# TASK DETAILS
Where the records hold the string "ignored", show the whole line it sits on.

Stored data entries:
________________________

Issue #1612, opened 2026-08-19
CRDT: make the sweep's snapshot GET conditional, in-session — the warm sweep stops re-downloading every body


h4yfans:
Part of #1496. **PR 2 of 5** in the design merged as #1509. **Blocked by #1611** (the server must return `snapshotMeta` first).

> Spec: `git show 0b81f4293:docs/superpowers/specs/2026-08-16-crdt-sweep-catchup.md` — §2.1, §2.5, §2.6. It is not on disk; `cfb4fd22b` deleted `docs/superpowers`.

## Why

There are **two regimes** and today they cost the same ten minutes:

- **Warm** — this device has merged this vault's bodies before. Restart, reconnect after a Wi-Fi blip, the 15-minute interval sweep, the post-`fullSync` sweep. The bodies are already in the local Y.Doc store. Every one of the 1,000 snapshot GETs is redundant. **This is the overwhelmingly common case and it is 100% waste.**
- **Cold** — a new device, a rebuilt store, a restored vault. The transfer is real work.

Any design that does not separate them optimises the wrong thing. This PR separates them for the lifetime of one process — no persistence, so no exposure to FM2 (that is #1613's problem).

## What to build

Inside `applyCrdtBatchChunk` (`crdt-sync-coordinator.ts`), skip `applySnapshotBaseline` for a note when **both** hold:

1. `snapshotMeta[noteId].revision === merged[noteId].snapshotRevision`, **and**
2. `merged[noteId].appliedSequence >= snapshotMeta[noteId].sequenceNum`

`merged` is a **session-scoped in-memory map** in this PR (in-session `lastAppliedSequence` plus a revision map). Nothing on disk.

Fallbacks, all of which must default to *fetch*:

- `snapshotMeta` has **no entry** for the note → the server has no snapshot at all → skip trivially with `since = merged[noteId].appliedSequence ?? 0`.
- `snapshotMeta` is **`undefined` on the whole response** → the server is old → fetch, exactly as today.
- `merged[noteId] === undefined` → fetch.

## The two-phase sweep this unlocks

A note that skips its baseline **is never opened**. That matters: the 32-doc LRU cap on chunk size (`crdt-sync-coordinator.ts:261`) exists *only* because a chunk holds every one of its notes open across an await. A note with nothing to apply needs no doc, so the probe is not bound by the LRU at all.

[...]

Issue #1499, opened 2026-08-16
EPIC: CRDT/sync follow-ups from the 2026-08 offline data-loss investigation


h4yfans:
Residual work from the 2026-08-15/16 investigation into "an edit made while signed out disappears, including from the markdown file".

That bug is **fixed and manually verified** across all four combinations of the two devices being online/offline before and after. This epic holds what was deliberately left standing on the way there.

## Read this before triaging

These are **not unrelated cleanup.** Most are residual edges of the same sync system — real risks found while chasing the main bug and consciously not fixed, either because the fix needed its own evidence or because failing closed would have traded a rare loss for a certain one. Two of them are data-loss vectors. Please do not deprioritise the whole list on the assumption that it is hygiene.

## Data loss or corruption

- [x] #1489 — an update from an unresolvable signer can be pruned away by the next snapshot. **The one to do first.** The skipped update is deleted server-side while absent from the snapshot that replaced it.
- [x] #1490 — device linking rewrites the vault uuid and orphans that device's local CRDT store after the next restart.
- [x] #1491 — the legacy global store is inherited whole by whichever vault opens first; journal ids are deterministic, so the wrong history can attach. Pre-existing bleed, now frozen rather than recurring.
- [x] #1498 — open question: can bodies clobbered before #1449 be recovered from server history, and is anything owed to existing users?

## Correctness / robustness

- [x] #1492 — `teardownSession('integrity')` leaves the CRDT provider dead until restart. Likely a one-word fix plus a test.
- [x] #1494 — `drainPendingCrdtNotes` drops a concurrent drain instead of deferring it.
- [x] #1495 — the canvas note-card edit lock's premise no longer holds now that the local Y.Doc is live without a session. Either it is dead weight or its comment is wrong.

## Waste / performance

- [ ] #1493 — a never-signed-in device records pending note ids the first sync would push anyway.
- [ ] #1496 — a large vault takes minutes to catch up after sign-in. Deliberate pacing trade; shortening it is design work.

## Docs

- [x] #1497 — the sync-protocol endpoint table omits the CRDT snapshot and pull routes.

## Related, filed separately

- #1445 — a note over the 5MB encrypt cap never syncs and fails silently. Found in the same logs, different failure.

## What shipped (context for anyone picking this up)

Eight changes, all on `main`, in order. Each one was a real and distinct defect in the same scenario:

[...]

Issue #1497, opened 2026-08-16
docs: the sync-protocol endpoint table omits the CRDT snapshot and pull routes


h4yfans:
Split out of the 2026-08-15/16 sync investigation.

The Endpoints table in `apps/docs/src/architecture/sync-protocol.md` lists `POST /sync/crdt/updates` but not `POST /sync/crdt/snapshot`, `GET /sync/crdt/snapshot/:noteId`, `GET /sync/crdt/updates`, or `POST /sync/crdt/updates/batch`.

Those four carry every note body in the product and are now referenced by name in the surrounding prose, so the table is the odd one out. Small doc gap, noted while adding the snapshot broadcast section.

h4yfans:
Tracked under EPIC #1499 (CRDT/sync follow-ups from the 2026-08 offline data-loss investigation).

Issue #1496, opened 2026-08-16
CRDT: a large vault takes minutes to catch up after sign-in


h4yfans:
Split out of the 2026-08-15/16 sync investigation.

The vault-wide CRDT sweep is paced at 25 notes / 15s (`CRDT_SWEEP_CHUNK_NOTES`) so it fits inside the server's per-device budgets (300 GET + 30 batch POST per 60s). Notes with a live editor skip the queue, so what the user is looking at is immediate.

Consequence: a 1000-note vault takes roughly ten minutes to finish catching up after a sign-in or reconnect. Cost per minute is constant in vault size; only duration grows. That is the deliberate trade — a sweep is a catch-up, not a race — but it is a real wait for large vaults.

Two things would shorten it without breaking the budget:
- collapse the per-note snapshot GET (the batch endpoint batches incrementals but **not** snapshot baselines, so a sweep is still ~1 request per note)
- prioritise recently-opened notes after the live-editor ones

Both are design work, not tuning.

---

## Plan (added 2026-08-19)

The design landed as **#1509** and answers this issue: the sweep is slow because it spends **one snapshot GET per note per pass on a baseline it almost always already has**, not because the pacing is aggressive. The pacing runs at **one sixth** of the real GET budget.

Two regimes, and today they cost the same ten minutes:

- **Warm** — restart, reconnect, the 15-minute interval sweep. Bodies are already in the local Y.Doc store. All ~1,000 GETs are redundant. **The common case, and 100% waste** — a 1,000-note vault burns ~96,000 R2 Class B reads and ~288,000 D1 statements *per device per day* re-downloading bodies it has. That is a billing and battery issue, not just a wait.
- **Cold** — new device, rebuilt store, restored vault. The transfer is real work.

Target after the chain below: warm 1,000-note sweep goes from ~10 min / 1,000 GETs to **~40–60 s / zero snapshot GETs**; cold goes to ~3.5 min. Traffic goes *down* while the wall clock goes down ~10x.

### The five PRs

- [ ] **#1611 — PR 1 (server).** Snapshot `revision` token + `snapshotMeta` on the batch pull. Inert on its own; enables everything else. Respects the sync-server-before-desktop deploy order.
- [ ] **#1612 — PR 2 (client, in-memory).** Conditional snapshot skip inside `applyCrdtBatchChunk`. Fixes the reconnect and 15-minute sweeps within one process. *Blocked by #1611.*
[...]

PR #1617, opened 2026-08-19
feat(sync-server): add a snapshot revision token and return snapshotMeta on the batch CRDT pull

### LINKED ISSUE #1611: sync-server: add a snapshot `revision` token and return `snapshotMeta` on the batch CRDT pull
Part of #1496. **PR 1 of 5** in the design merged as #1509.

> The spec is `docs/superpowers/specs/2026-08-16-crdt-sweep-catchup.md`. It is **no longer on disk** — `cfb4fd22b` deleted `docs/superpowers` wholesale alongside an unrelated marketing-email edit. Recover it with:
> `git show 0b81f4293:docs/superpowers/specs/2026-08-16-crdt-sweep-catchup.md`
> Sections referenced below: §2.1, §2.4, §2.5, §2.6, §4.1.

## Why

The vault-wide sweep spends **one `GET /sync/crdt/snapshot/:noteId` per note per pass** on a baseline it almost always already has. `POST /sync/crdt/updates/batch` batches the *incrementals*; it does not batch the *baselines*. So a chunk of 25 costs 26 requests, and a 1,000-note vault burns ~1,000 GETs and ~1,000 R2 Class B reads every sweep — every 15 minutes, per device — to re-download bodies it already holds.

The client cannot currently know the GET is redundant, because it has no way to learn whether the **server's** snapshot changed without downloading it. This PR gives it that token.

**This PR is inert on its own.** No client behaviour changes. It is the enabling change, it lives entirely inside `apps/sync-server`, and it respects the fixed sync-server-before-desktop deploy order. It can sit deployed and unused indefinitely.

## What to build

1. **Migration `0005_crdt_snapshot_revision.sql`** — `ALTER TABLE crdt_snapshots ADD COLUMN revision TEXT NOT NULL DEFAULT ''`. Additive, with a default. **No backfill** (see below).
2. **`storeSnapshot`** assigns a fresh `crypto.randomUUID()` to `revision` on insert **and** in the `ON CONFLICT DO UPDATE SET` branch. Both paths, unconditionally.
3. **`getSnapshot`** returns `revision`, coalescing `''` at read time to `legacy:${id}:${created_at}:${size_bytes}`.
4. **New `getBatchSnapshotMeta`** reading `(note_id, sequence_num, revision, created_at, size_bytes, signer_device_id)` for the batch's note ids — folded into the existing `db.batch()` in `getBatchUpdates`, so it is one extra statement and **no extra round trip**.
5. **`handleCrdtBatchPull`** returns a new top-level `snapshotMeta` key; **`handleCrdtSnapshotPull`** returns `revision`.

Response shape (additive, one new top-level key):

\`\`\`jsonc
{
  "notes": { "<noteId>": { "updates": [...], "hasMore": false } },
  // NEW. Present on every response from a server that supports this.
  // A noteId absent from this map has no server snapshot at all.
  "snapshotMeta": {
    "<noteId>": { "sequenceNum": 42, "revision": "b1c9…", "signerDeviceId": "dev_…" }
  }
}
\`\`\`

## Why a random `revision` and not something we already have

**`sequence_num` cannot be the token.** `storeSnapshot` pins it: `sequenceNum = existingSnapshot?.sequence_num ?? currentSeq`. The second and every later snapshot for a note **keeps the same `sequence_num`** while replacing the blob. Using it would silently pin every device to the first snapshot a note ever had. This is the single easiest way to get this design wrong.

**`created_at` cannot be either** — 1-second resolution, and `(created_at, size_bytes, signer_device_id)` can collide for two pushes of the same note, in the same second, from the same device, at the same ciphertext length. The consequence of a collision is a permanently stale body.

**Random, not a counter**, so a row deleted and recreated (vault deletion, account recreation) cannot collide with a token a client still holds.

**No backfill migration.** Existing rows keep `''` and the server coalesces at read time. The legacy value is deterministic per row and changes on any rewrite — and any rewrite also assigns a real random revision, so a row is legacy at most until its next snapshot push. This avoids a single `UPDATE` over what could be millions of rows inside a D1 migration.

**Rejected zero-migration alternative** (recorded so it is not re-proposed): add `id = excluded.id` to the `DO UPDATE SET` clause and reuse `id` as the revision, since it is already a fresh `crypto.randomUUID()` per store and nothing references it. Rejected because it silently changes `id` from a row identity into a version token, which the next reader of that table will not expect.

## Failure mode this PR owns

**FM1 — the token fails to change when the blob does.** A client then skips a snapshot it needed and keeps a stale body forever. This is the whole design's central risk and it is created here.

**Mitigation is a test requirement, not care:** the revision-bump test must be **mutation-verified** — delete the revision bump from the `ON CONFLICT` branch and the test has to go red. Green unit tests over broken behaviour is the documented failure mode of this subsystem (#1499).

## Compat

- **New server + old client** — this is the window the deploy order creates. Request shape unchanged. `snapshotMeta` and `revision` are additive response fields. The desktop client reads batch responses through \`postToServer<CrdtBatchPullResponse>\`, a TypeScript cast with **no runtime schema validation** (the server's zod covers requests only), so extra keys are ignored. Verified in the spec, not assumed.
- **D1** — additive column with a default; old server code never reads or writes it.
- **Rate-limit classes** — unchanged. No new bucket, no changed limit.

## Verification

- \`apps/sync-server/src/services/crdt.test.ts\` — revision assigned on insert **and** on conflict; mutation-verified per FM1.
- \`apps/sync-server/src/schema/d1.test.ts\` — the \`PRAGMA table_info\` column-set assertion (~\`:188\`) asserts the old column set and **must be updated in this PR**.
- \`pnpm test:sync-server\` · \`pnpm typecheck\` · \`pnpm lint\`
- Docs: \`apps/docs/src/architecture/sync-protocol.md\` — add \`snapshotMeta\` and \`revision\` to the endpoint table (also closes part of #1497).

## Honest weakness

On its own **a user feels nothing.** If the goal is one PR a user can feel, do the ordering issue instead — it is independent and can land at any point.

h4yfans:
**PR 1 of 5** in #1496. #1612 stacks on this branch.

## What changed

The vault sweep spends one unconditional `GET /sync/crdt/snapshot/:noteId` per note per pass on a baseline it almost always already holds — ~1,000 GETs and ~1,000 R2 Class B reads every 15 minutes on a 1,000-note vault. The client cannot know the GET is redundant, because it has no way to learn whether the **server's** snapshot changed without downloading it. This PR adds that token.

- **`migrations/0005_crdt_snapshot_revision.sql`** — `ALTER TABLE crdt_snapshots ADD COLUMN revision TEXT NOT NULL DEFAULT ''`. Additive, no backfill.
- **`storeSnapshot`** assigns a fresh `crypto.randomUUID()` to `revision` on insert **and** in the `ON CONFLICT DO UPDATE SET` branch — both paths, unconditionally.
- **`getSnapshot`** returns `revision`, coalescing `''` at read time to `legacy:${id}:${created_at}:${size_bytes}`.
- **`getBatchSnapshotMeta`** folds one extra statement into the `db.batch()` `getBatchUpdates` already sends — one extra statement, **no extra round trip**. `getBatchUpdates` now returns `{ notes, snapshotMeta }`.
- **`POST /sync/crdt/updates/batch`** gains a top-level `snapshotMeta` map; **`GET /sync/crdt/snapshot/:noteId`** gains `revision`.

```jsonc
{
  "notes": { "<noteId>": { "updates": [...], "hasMore": false } },
  // NEW. Present on every response from a server that supports this.
  // A noteId absent from this map has no server snapshot at all.
  "snapshotMeta": {
    "<noteId>": { "sequenceNum": 42, "revision": "b1c9…", "signerDeviceId": "dev_…" }
  }
}
```

**This PR is inert.** No client reads either field yet. It lives entirely inside `apps/sync-server` and respects the fixed sync-server-before-desktop deploy order; it can sit deployed and unused indefinitely.

### One deviation from the issue, called out

The issue lists the batch metadata read as `(note_id, sequence_num, revision, created_at, size_bytes, signer_device_id)`. It also selects `id`, because the legacy coalesce is `legacy:${id}:…` and **both read paths have to produce the same string for the same row**. Without `id` in the batch select, a client that merged `legacy:<id>:…` from the GET would compare it against `legacy:<note_id>:…` from the batch, never match, and re-download every pre-migration snapshot forever. A single shared `coalesceRevision` helper now serves both paths, and a test asserts they agree.

## Why not something we already have

**`sequence_num` cannot be the token.** `storeSnapshot` pins it (`existingSnapshot?.sequence_num ?? currentSeq`) so later incrementals stay pullable — the second and every later snapshot keeps the same number while replacing the blob. Using it would silently pin every device to the first snapshot a note ever had. The FM1 test asserts the revision moves *while the sequence number does not*, in the same test, so a future "simplification" to `sequence_num` fails loudly.

**`created_at` cannot be either** — 1-second resolution, and `(created_at, size_bytes, signer_device_id)` can collide for two pushes of the same note, in the same second, from the same device, at the same ciphertext length. The consequence of a collision is a permanently stale body.

**Random, not a counter**, so a row deleted and recreated (vault deletion, account recreation) cannot collide with a token a client still holds.

**Rejected zero-migration alternative**, recorded so it is not re-proposed: reuse `id` as the revision via `id = excluded.id`. Rejected because it silently changes `id` from a row identity into a version token, which the next reader of that table will not expect.

## Compat plan

- **PRODUCTION, real users.** Additive column **with a default** and **no backfill `UPDATE`** over the table — this avoids a single `UPDATE` over what could be millions of rows inside a D1 migration. Existing rows keep `''` and the server coalesces at read time; the legacy token is deterministic per row and changes on any rewrite, and any rewrite also assigns a real random revision, so a row is legacy at most until its next snapshot push.
- **New server + old client** (the window the deploy order creates). Request shape unchanged. `snapshotMeta` and `revision` are additive response fields; the desktop client reads batch responses through `postToServer<CrdtBatchPullResponse>`, a TypeScript cast with no runtime schema validation (the server's zod covers requests only), so extra keys are ignored.
- **Old server code** never reads or writes the column, so a rollback after the migration is a no-op.
- **Rate-limit classes** unchanged. No new bucket, no changed limit.
- `GET /sync/crdt/snapshot/:noteId` returns `revision: null` on its no-snapshot branch, matching the existing `signerDeviceId: null`, so the response shape is uniform.

## FM1 — mutation evidence

**FM1: the token fails to change when the blob does.** A client then skips a snapshot it needed and keeps a stale body forever. The `ON CONFLICT` branch is where it goes wrong, because the row already exists and `sequence_num` is pinned across it.

The fake D1 in `crdt.test.ts` was changed to model `DO UPDATE SET` **column by column** rather than overwriting the whole row — without that, the mutation below would not have been observable at all, and the test would have been green over broken behaviour (the documented failure mode of this subsystem, #1499).

Mutation applied (`git diff --stat`: `apps/sync-server/src/services/crdt.ts | 2 +-`):

```diff
-         DO UPDATE SET blob_key = excluded.blob_key, sequence_num = excluded.sequence_num, size_bytes = excluded.size_bytes, signer_device_id = excluded.signer_device_id, created_at = excluded.created_at, revision = excluded.revision`
+         DO UPDATE SET blob_key = excluded.blob_key, sequence_num = excluded.sequence_num, size_bytes = excluded.size_bytes, signer_device_id = excluded.signer_device_id, created_at = excluded.created_at`
```

Result — exactly the FM1 test goes red, nothing else:

```
 × assigns a NEW revision when a snapshot is replaced, even though the sequence stays pinned 3ms
AssertionError: expected '6d60d664-5c1e-430a-98c1-b0dcf484ccf1' not to be '6d60d664-5c1e-430a-98c1-b0dcf484ccf1'
 Test Files  1 failed (1)
      Tests  1 failed | 18 passed (19)
```

The mutation was then reverted and the full suite re-run green.

## Verification

| gate | result |
| --- | --- |
| `pnpm test:sync-server` | **PASS** — 62 files, 963 tests, 0 failed |
| `pnpm lint` | **PASS** — 0 errors, 97 warnings, none in `apps/sync-server` |
| `git diff --check` | **PASS** — clean |
| `pnpm docs:impact --base 6cc0dd83f --strict` | **PASS** — `covered` |
| `pnpm docs:build` | **PASS** |
| `pnpm typecheck` | **FAIL, pre-existing** — see below |

`pnpm typecheck` fails with one error, `apps/sync-server/src/services/posthog-transform.test.ts(315,9): error TS2741: Property 'failure' is missing…`. It is not from this branch: that file is byte-identical to the base commit (`git diff --quiet 6cc0dd83f -- <file>` is clean), and the fix for exactly this error is 81354bfa2 ("fix(sync): stop re-asking the server for attachments it does not have", #1598), which is on `main` but landed after this branch's base. It resolves on rebase or merge. No other typecheck errors anywhere in the repo.

Docs updated in `apps/docs/src/architecture/sync-protocol.md` (endpoint table + a new "Snapshot revisions" section), which also closes part of #1497.

Closes #1611.

### DIFF
--- a/apps/docs/src/architecture/sync-protocol.md
+++ b/apps/docs/src/architecture/sync-protocol.md
@@ -548,9 +548,9 @@ list.
 | `POST /sync/pull`                 | down      | Fetch updates since cursor                                                       |
 | `POST /sync/crdt/updates`         | up        | Incremental Yjs binary updates                                                   |
 | `GET /sync/crdt/updates`          | down      | One note's incremental updates (`note_id`, `since`, `limit` query params)        |
-| `POST /sync/crdt/updates/batch`   | down      | Incremental updates for up to 100 notes in one request; never snapshot baselines |
+| `POST /sync/crdt/updates/batch`   | down      | Incremental updates for up to 100 notes in one request, plus `snapshotMeta`      |
 | `POST /sync/crdt/snapshot`        | up        | Full Yjs document baseline; prunes the note's stored updates at or below it      |
-| `GET /sync/crdt/snapshot/:noteId` | down      | The note's snapshot baseline, applied before its incrementals                    |
+| `GET /sync/crdt/snapshot/:noteId` | down      | The note's snapshot baseline and its `revision`, applied before its incrementals |
 | `GET /sync/vaults`                | down      | List the account's registered vaults                                             |
 | `POST /sync/vaults`               | up        | Register or update a vault's encrypted name                                      |
 | `POST /auth/*`                    | mixed     | OTP, sign-in, refresh, sign-out                                                  |
@@ -564,6 +564,31 @@ moves metadata only. A device reads a body by applying the baseline from
 `POST /sync/crdt/updates/batch` is the whole-vault form of that second step — up to 100 notes per
 request, each with its own `since` — but it batches incrementals only, so the baselines stay one GET
 per note and dominate a first-sync sweep's request count.
+
+### Snapshot revisions
+
+A snapshot baseline carries a `revision`: an opaque token the server replaces on every snapshot
+write, so a client can tell whether the server's baseline moved without downloading it.
+
+- `GET /sync/crdt/snapshot/:noteId` returns `revision` alongside `snapshot`, `sequenceNum` and
+  `signerDeviceId`, so a device learns the token for the baseline it just merged. When the note has
+  no server snapshot the response is `{ snapshot: null, sequenceNum: 0, signerDeviceId: null, revision: null }`.
+- `POST /sync/crdt/updates/batch` returns a top-level `snapshotMeta` map beside `notes`:
+  `{ "<noteId>": { "sequenceNum": 42, "revision": "…", "signerDeviceId": "…" } }`. A note absent from
+  a present map has no server snapshot at all; an absent `snapshotMeta` key means the server predates
+  this field.
+
+The token is deliberately not `sequenceNum`. A replacement snapshot keeps the note's existing
+sequence number so later incrementals stay pullable, so the number does not move when the blob does.
+It is random per write rather than a counter, so a row deleted and recreated — vault deletion,
+account recreation — cannot reuse a token a client still holds.
+
+Rows written before the field existed are not backfilled; the server derives a deterministic token
+for them at read time from the row's identity, creation time and size, and the next snapshot push
+replaces it with a real one. Both read paths return the same token for the same row.
+
+Both fields are additive: an older client reads these responses through an unvalidated cast and
+ignores the extra keys.
 
 Pushing a snapshot is an assertion, not just a write: once the snapshot is stored,
 `pruneUpdatesBeforeSnapshot` deletes every `crdt_updates` row for that note at or below the
--- a/apps/sync-server/migrations/0005_crdt_snapshot_revision.sql
+++ b/apps/sync-server/migrations/0005_crdt_snapshot_revision.sql
@@ -1,0 +1,31 @@
+-- A change token for the snapshot blob, so a client can learn whether the
+-- SERVER's snapshot moved without downloading it. The vault sweep currently
+-- spends one unconditional `GET /sync/crdt/snapshot/:noteId` per note per pass
+-- on a baseline it almost always already holds; this column is what makes that
+-- GET conditional.
+--
+-- Nothing we already store can play this role:
+--
+--   * `sequence_num` is PINNED on rewrite -- `storeSnapshot` keeps
+--     `existingSnapshot?.sequence_num` so later incrementals stay pullable, so
+--     the second and every later snapshot for a note keeps the same number
+--     while replacing the blob. Using it would pin every device to the first
+--     snapshot a note ever had.
+--   * `created_at` has 1-second resolution, and (created_at, size_bytes,
+--     signer_device_id) can collide for two pushes of the same note, in the
+--     same second, from the same device, at the same ciphertext length. The
+--     consequence of a collision is a permanently stale note body.
+--
+-- Random per write rather than a counter, so a row deleted and recreated (vault
+-- deletion, account recreation) cannot collide with a token a client still holds.
+--
+-- Additive with a default and deliberately NOT backfilled. '' is the signal that
+-- a row predates this column; `getSnapshot` and the batch metadata read coalesce
+-- it to `legacy:<id>:<created_at>:<size_bytes>`, which is deterministic per row
+-- and changes on any rewrite -- and any rewrite also assigns a real random
+-- revision, so a row is legacy at most until its next snapshot push. That avoids
+-- a single UPDATE over what could be millions of rows inside a D1 migration.
+--
+-- A Worker deployed before this migration (or rolled back after it) never reads
+-- or writes the column, so old server code is unaffected.
+ALTER TABLE crdt_snapshots ADD COLUMN revision TEXT NOT NULL DEFAULT '';
--- a/apps/sync-server/schema/d1.test.ts
+++ b/apps/sync-server/schema/d1.test.ts
@@ -199,6 +199,7 @@ describe('D1 schema', () => {
     expect(cursorColumns.map((column) => column.name)).toContain('vault_id')
     expect(crdtUpdateColumns.map((column) => column.name)).toContain('vault_id')
     expect(crdtSnapshotColumns.map((column) => column.name)).toContain('vault_id')
+    expect(crdtSnapshotColumns.map((column) => column.name)).toContain('revision')
     expect(uploadSessionColumns.map((column) => column.name)).toContain('vault_id')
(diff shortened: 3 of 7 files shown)


h4yfans:
Rebased onto current `main` (`3eaba3c8f`) and force-pushed. The rebase was clean.

This supersedes the "typecheck fails, pre-existing" note in the PR body: the single `posthog-transform.test.ts` error came from `81354bfa2` (#1598) having landed *after* this branch's original base. With that upstream commit in, the gate is fully green.

Re-verified on the rebased tip (`fa930715b`):

| gate | result |
| --- | --- |
| `pnpm typecheck` | **PASS** — exit 0, **0 TS errors** repo-wide |
| `pnpm test:sync-server` | **PASS** — 62 files, **966 tests, 0 failed** |

Stack position: this is PR 1 of 5 for #1496. #1612 is branched off this branch and its PR targets `feat/crdt-snapshot-revision-meta`, so **merge this one first**; the child will retarget to `main` automatically once this lands.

________________________

# TASK RESULT
- **New server + old client** — this is the window the deploy order creates. Request shape unchanged. `snapshotMeta` and `revision` are additive response fields. The desktop client reads batch responses through \`postToServer<CrdtBatchPullResponse>\`, a TypeScript cast with **no runtime schema validation** (the server's zod covers requests only), so extra keys are ignored. Verified in the spec, not assumed.
- **New server + old client** (the window the deploy order creates). Request shape unchanged. `snapshotMeta` and `revision` are additive response fields; the desktop client reads batch responses through `postToServer<CrdtBatchPullResponse>`, a TypeScript cast with no runtime schema validation (the server's zod covers requests only), so extra keys are ignored.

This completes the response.